### Saved data entries
PR #4564, opened 2016-02-24
[MD Templates] Improved Program.cs and Game1.cs

cra0zy:
Stuff done:
 - files were full of both tabs and spaces, so replaced tabs with spaces
 - there were also tabs/spaces at the end of some lines... removed those
 - game will now start windowed by default
 - Program.cs is now calling the game withing `using` block

CC. @dellis1972

### DIFF
--- a/IDE/MonoDevelop/MonoDevelop.MonoGame/templates/Common/Program.cs
+++ b/IDE/MonoDevelop/MonoDevelop.MonoGame/templates/Common/Program.cs
@@ -13,69 +13,69 @@ using UIKit;
 
 namespace ${Namespace}
 {
-	#if __IOS__ || __TVOS__
-	[Register("AppDelegate")]
-	class Program : UIApplicationDelegate
-	#else
-	static class Program
-	#endif
+    #if __IOS__ || __TVOS__
+    [Register("AppDelegate")]
+    class Program : UIApplicationDelegate
+    #else
+    static class Program
+    #endif
     {
-        private static Game1 game;
-
-		internal static void RunGame() 
-		{
-			game = new Game1();
-			game.Run();
-		}
-			
+        internal static void RunGame() 
+        {
+            using (var game = new Game1())
+            {
+                game.Run();
+            }
+        }
+            
         /// <summary>
         /// The main entry point for the application.
         /// </summary>
-		#if !MONOMAC && !__IOS__  && !__TVOS__		 
+        #if !MONOMAC && !__IOS__  && !__TVOS__
         [STAThread]
-		#endif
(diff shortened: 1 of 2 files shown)


IDE/MonoDevelop/MonoDevelop.MonoGame/templates/Common/Program.cs
```diff
@@ -13,69 +13,71 @@
...
 
-		internal static void RunGame() 
-		{
-			game = new Game1();
-			game.Run();
-		}
-			
+        internal static void RunGame() 
+        {
+            using (game = new Game1())
```
dellis1972: might as well remove the static and replace it with var if we are going to use a using

cra0zy: Updated ^^

IDE/MonoDevelop/MonoDevelop.MonoGame/templates/Common/Program.cs
```diff
@@ -13,69 +13,69 @@
...
-		{
-			game = new Game1();
-			game.Run();
-		}
-			
+        internal static void RunGame() 
+        {
+            using (var game = new Game1())
+            {
+                game.Run();
```
dellis1972: @cra0zy unfortunately this change breaks iOS :( Because on iOS we don't stay in the Run method until the game exits we exit immediately. As a result game is free'd and boom!

We'll need to go back to static.

cra0zy: We need separate methods for Desktop/iOS, on desktop we should be doing the above to get proper Disposing.

On the side note, I think the whole Program.cs file is a mess, and that we should be using perplatform Program.cs instead of one filled with preprocessing params... just saying...

tomspilman: > On the side note, I think the whole Program.cs file is a mess, 

Yeah...  unfortunately the startup process for a bunch of platforms is weird and different from others.

We should open an issue on this specifically and discuss how to approach it.

cra0zy: I would say like VS, each platform gets their own.

tomspilman: Well I was wondering if we could move some of the work inside the MonoGame assembly and somehow simplify the entry point for everyone.

PR #4565, opened 2016-02-25
Make BitmapContent Width and Height setters protected

### LINKED ISSUE #4560: Possible bug in PixelBitmapContent.cs
I have been working on the renderer for font styles and was trying to reuse the current instance of `BitmapContent`. The problem arised when I tried to resize the bitmap, I began getting exceptions when calling `BitmapContent.SetPixelData(byte[])` because after setting the new size, the data array still has the old size.
First I thought that he properties `Width` and `Height` should be read only, but looking into the XNA documentation both of them are read and write properties.
Then I looked into the property implementation, and it does nothing apart from changing the corresponding field.
And last I saw the data container that is defined in this case in `PixelBitmapContent`, it is a jagged array with an array for the rows that contains more arrays for the data of each row. This makes enlarging the width or the height make the data wrong, and method `GetPixelData` and `SetPixelData` prone to memory corruption.

Also looking at other siblings of `PixelBitmapContent` like `DxtBitmapContent` or `Etc1BitmapContent` use a simple byte array for the data.

tgjones:
Make BitmapContent Width and Height setters protected. Fixes #4560.

Despite what MSDN [says](https://msdn.microsoft.com/en-us/library/microsoft.xna.framework.content.pipeline.graphics.bitmapcontent.width.aspx), XNA's `BitmapContent` does not have public `Width` and `Height` setters.

### DIFF
--- a/MonoGame.Framework.Content.Pipeline/Graphics/BitmapContent.cs
+++ b/MonoGame.Framework.Content.Pipeline/Graphics/BitmapContent.cs
@@ -24,7 +24,7 @@ namespace Microsoft.Xna.Framework.Content.Pipeline.Graphics
             {
                 return height;
             }
-            set
+            protected set
             {
                 if (value <= 0)
                     throw new ArgumentOutOfRangeException("height");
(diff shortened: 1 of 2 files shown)


tomspilman:
Thanks @tgjones !

PR #4568, opened 2016-02-26
Implement vertexStride in VertexBuffer.SetData for OpenGL

tgjones:
This does for OpenGL what #3356 did for DirectX.

Previously, it would only have worked when `vertexStride == sizeof(T)`. This code path remains unchanged. The new code is for when `vertexStride != sizeof(T)`.

This change is covered by existing tests in `VertexBufferTest`: `SetPosition` and `SetTextureCoordinate`. These tests previously failed for OpenGL, and they now pass.

### DIFF
--- a/MonoGame.Framework/Graphics/Vertices/VertexBuffer.OpenGL.cs
+++ b/MonoGame.Framework/Graphics/Vertices/VertexBuffer.OpenGL.cs
@@ -157,8 +157,21 @@ namespace Microsoft.Xna.Framework.Graphics
             var dataHandle = GCHandle.Alloc(data, GCHandleType.Pinned);
             var dataPtr = (IntPtr)(dataHandle.AddrOfPinnedObject().ToInt64() + startIndex * elementSizeInBytes);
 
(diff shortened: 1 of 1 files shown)


amerkoleci:
Yes I know, the problem that you would first need to call GetBufferSubData, which is not supported under GLES then replace the content applying the stride, what about removing vertexStride parameter, I know XNA supported it but probably will lead to performance issues if used on OpenGL.

tgjones:
> what about removing vertexStride parameter, I know XNA supported it but probably will lead to performance issues if used on OpenGL.

My engine is built around it :) Of course I could change it - but without someone measuring the performance on OpenGL and finding it to be a problem, I don't see the need to remove anything. It's a useful feature - and it's not like you have to use it, you can just set all the data at once if you prefer, as everyone has done up till now.

tgjones:
> I know XNA supported it but probably will lead to performance issues if used on OpenGL.

Also worth bearing in mind that setting vertex buffer data is usually done at first load, and certainly not every frame.

amerkoleci:
Agree, but you can also have dynamic vertex buffer and set portion of vertex data (particle system) every frame, that will hurt, anyway its ok for me :)

tomspilman:
Thanks @tgjones !

Issue #4494, opened 2016-02-03
Remove VertexPosition2ColorTexture add VertexPosition


tomspilman:
I think we can remove the unused `VertexPosition2ColorTexture` type...

https://github.com/mono/MonoGame/blob/develop/MonoGame.Framework/Graphics/Vertices/VertexPosition2ColorTexture.cs

This I think is a legacy type left around from some old "optimization" in `SpriteBatch`.  I don't think anything uses it anymore.

At the same time we should consider adding a `VertexPosition` type.  This is the most basic type supported by `BasicEffect`:

https://github.com/mono/MonoGame/blob/develop/MonoGame.Framework/Graphics/Effect/Resources/Structures.fxh#L11

And there has never been a built in type in XNA for this, but I think there should be.

@KonajuGames  @dellis1972 ?

KonajuGames:
If BasicEffect supports it, it makes sense to add it. And I see no harm in
removing that other type.

dellis1972:
:+1:

tgjones:
This can be closed now.

tomspilman:
Leave a comment

PR #4569, opened 2016-02-26
Remove VertexPosition2ColorTexture and VertexColorTexture, and add VertexPosition

tgjones:
Implements #4494


tomspilman:
This is great!

Before we merge is there any useful unit tests we can add specifically for testing vertex formats?  I guess general things like testing the equality operators work, the vertex declaration is right and has the expected stride, etc.

@dellis1972 @KonajuGames   ??

tgjones:
I've added some basic unit tests for all the vertex types.

tomspilman:
Fantastic... merging!

PR #4570, opened 2016-02-26
Remove PerformanceCounter

### LINKED ISSUE #4518: Keep or Remove PerformanceCounter
I ran into this random class in MonoGame tonight `PerformanceCounter`:

https://github.com/mono/MonoGame/blob/0b25f56e861fb602db884c40267b99ea947bae15/MonoGame.Framework/PerformanceCounter.cs

Should we remove this?  Should we keep it and improve it?

IMO the class needs to be good enough to be used within MonoGame itself if we want to keep it.  It has to be easy to turn on/off... ideally at runtime... with zero cost when off.

tgjones:
Fixes #4518


tomspilman:
Perfect... thanks @tgjones !

PR #4572, opened 2016-02-26
Run Installer Update

cra0zy:
Does 2 things:
 - Makes ffmpeg and ffprobe executable after installation
 - Removes automatic dependency installer and adds a list of packages that are needed... much better since we won't have to add per distro stuff do the installer, chances are the people were running a distro that we didn't have automatic dep installer for, plus now people will get the list of needed packages during the install process

CC. @dellis1972


Installers/Linux/RUN/postinstall.sh
```diff
@@ -16,8 +16,18 @@ fi
 DIR=$(pwd)
 IDIR="/usr/lib/mono/xbuild/MonoGame/v3.0"
 
-# Automatic dependency installer
-./Dependencies/dependencies.sh
+# Show dependency list
+echo "Please make sure the following packages are installed:"
+echo " - monodevelop"
```
dellis1972: @cra0zy don't they need this before they install? Otherwise the .mpack will not get setup?
Any idea how to deal with that.

Installers/Linux/RUN/postinstall.sh
```diff
@@ -16,8 +16,18 @@ fi
...
+echo " - libopenal-dev"
+echo " - referenceassemblies-pcl / mono-pcl"
```
dellis1972: @DDReaper we are saying we need these :) Means the .Core project can be done for Linux to IMHO ;)

Installers/Linux/RUN/postinstall.sh
cra0zy: This message appears at the start of the installer.

Installers/Linux/RUN/postinstall.sh
```diff
@@ -16,8 +16,18 @@ fi
...
+echo " - ttf-mscorefonts-installer / mscore-fonts"
+echo " - gtk-sharp3"
+read -p "Continue (Y, n): " choice2
```
cra0zy: @dellis1972 Just about the question above, they get an option to cancel the installer if they don't have packages installed.

cra0zy:
Don't merge yet, I made a mistake.

cra0zy:
Ok, fixed.

tomspilman:
This look good to go @dellis1972 ?

dellis1972:
Merging thanks :)

PR #4573, opened 2016-02-26
Fix the MonoMac Template so it runs

dellis1972:
The MonoMac project was missing a MainMenu item
which was causing the application to crash.
Has to add back the use of Nuget because MonoMac projects
to NOT use MSBuild/xbuild so it cannot use the new .props
system.

### DIFF
--- a/IDE/MonoDevelop/MonoDevelop.MonoGame.Mac/MonoDevelop.MonoGame.Mac.csproj
+++ b/IDE/MonoDevelop/MonoDevelop.MonoGame.Mac/MonoDevelop.MonoGame.Mac.csproj
@@ -80,5 +80,8 @@
     <Content Include="templates\MonoGameOSXProject.xpt.xml">
       <CopyToOutputDirectory>PreserveNewest</CopyToOutputDirectory>
     </Content>
+    <Content Include="templates\Mac\MainMenu.xib">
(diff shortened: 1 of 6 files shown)


IDE/MonoDevelop/MonoDevelop.MonoGame.Mac/templates/MonoGameOSXProject.xpt.xml
```diff
@@ -27,6 +27,9 @@
 				<Reference type="Gac" refto="XamMac" SpecificVersion="false" />
 				<Reference type="Package" refto="MonoGame.Framework" />
 			</References>
+			<Packages>
+				<Package id="MonoGame.Framework.MacOS" version="3.3.0" targetFramework="net40" />
```
tomspilman: Does that mean the 3.3 release of MonoGame?

dellis1972: Yes, Ieadly I want to be able to use the Nuget's we build during the build process. Is that possible now ? Do the Nugets get built before the Addin/Installer? Are they available as archives?

dellis1972: ideally I meant...

KonajuGames:
Merging.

### Activity
Reproduce every line from the preceding data in which the word "xbuild" can be found.

### Solution
 IDIR="/usr/lib/mono/xbuild/MonoGame/v3.0"
to NOT use MSBuild/xbuild so it cannot use the new .props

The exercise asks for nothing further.